Show that the plane whose vector equation is $\overrightarrow{r}·\left(\hat{i}+2\hat{j}-\hat{k}\right)=1$ and the line whose vector equation is $\overrightarrow{r}=\left(-\hat{i}+\hat{j}+\hat{k}\right)+\lambda \left(2\hat{i}+\hat{j}+4\hat{k}\right)$ are parallel. Also, find the distance between them.

Answer 1

$$\begin{gathered} \mathrm{The\; given\; plane\; passes\; through\; the\; point}\text{with}position\; vector\overrightarrow{a}=-\hat{i}+\hat{j}+\hat{k}\text{and is parallel to the vector}\overrightarrow{b}=2\hat{i}+\hat{j}+4\hat{k}. \\ \text{The given plane is}\overrightarrow{r}\text{.}\left(\hat{i}+2\hat{j}-\hat{k}\right)\text{= 1 or}\overrightarrow{r}\text{.}\overrightarrow{n}\text{=}d. \\ \text{So, normal vector,}\overrightarrow{n}\text{=}\hat{i}+2\hat{j}-\hat{k}\text{and}d=1 \\ \text{Now,}\overrightarrow{b}.\overrightarrow{n}=\left(2\hat{i}+\hat{j}+4\hat{k}\right).\left(\hat{i}+2\hat{j}-\hat{k}\right)=2+2-4=0 \\ \text{So},\overrightarrow{b}\text{is perpendicular to}\overrightarrow{n}\text{.} \\ \text{So, the given line is parallel to the given plane.} \\ \text{The distance between the line and the parallel plane is the distance between any point on the line and the given plane.

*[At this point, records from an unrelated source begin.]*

PR #275, opened 2019-01-28
Update cardano-mainnet-mirror to lfs version

ruhatch:
This updates the version of `cardano-mainnet-mirror` to a version using git-lfs. This way we don't always have to pull in all the epoch files when doing a recursive clone.


nc6:
I'm confused. So now we're using `git-lfs` _inside_ the submodule? Why not just revert to the previous case where we just used `git-lfs` in this repo. And does this get around whatever problems caused us to switch away from `git-lfs` in the first place?

nc6:
Sorry, didn't mean to close, hit the wrong button!

redxaxder (approved):

PR #276, opened 2019-01-29
Replace git-lfs with cardano-mainnet-mirror Haskell package

ruhatch:
This allows us to make changes to the cardano-binary or cardano-crypto repos without propagating the changes all the way up the codebase. That allows us to have smaller PRs and is a stepping stone to splitting those packages into their own repos.

### DIFF
--- a/.buildkite/pipeline.yml
+++ b/.buildkite/pipeline.yml
@@ -11,9 +11,6 @@ steps:
       - "rm -rf /build/cardano-chain"
       - "cp -R . /build/cardano-chain"
       - "cd /build/cardano-chain"
-      - "git lfs install"
-      - "git lfs pull"
-      - "ls -lh test/resources/epochs/"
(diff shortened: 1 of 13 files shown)


.buildkite/pipeline.yml
```diff
@@ -11,9 +11,6 @@ steps:
       - "rm -rf /build/cardano-chain"
       - "cp -R . /build/cardano-chain"
       - "cd /build/cardano-chain"
-      - "git lfs install"
-      - "git lfs pull"
-      - "ls -lh test/resources/epochs/"
```
nc6, line 16: This is just general (unrelated) tidying?

nc6 (approved):

.buildkite/pipeline.yml
ruhatch: Yeah, I've now removed all references to lfs and the submodules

Since the plane passes through the point}\overrightarrow{a}=-\hat{i}+\hat{j}+\widehat{k,} \\ \text{the perpendicular distance from the given line to the plane is} \\ d=\frac{\left|\overrightarrow{a}.\overrightarrow{n}-d\right|}{\left|\overrightarrow{n}\right|} \\ =\frac{\left|\left(-\hat{i}+\hat{j}+\hat{k}\right).\left(\hat{i}+2\hat{j}-\hat{k}\right)-1\right|}{\left|\hat{i}+2\hat{j}-\hat{k}\right|} \\ =\frac{\left|-1+2-1-1\right|}{\sqrt{1+4+1}} \\ =\frac{1}{\sqrt{6}}\text{units} \end{gathered}$$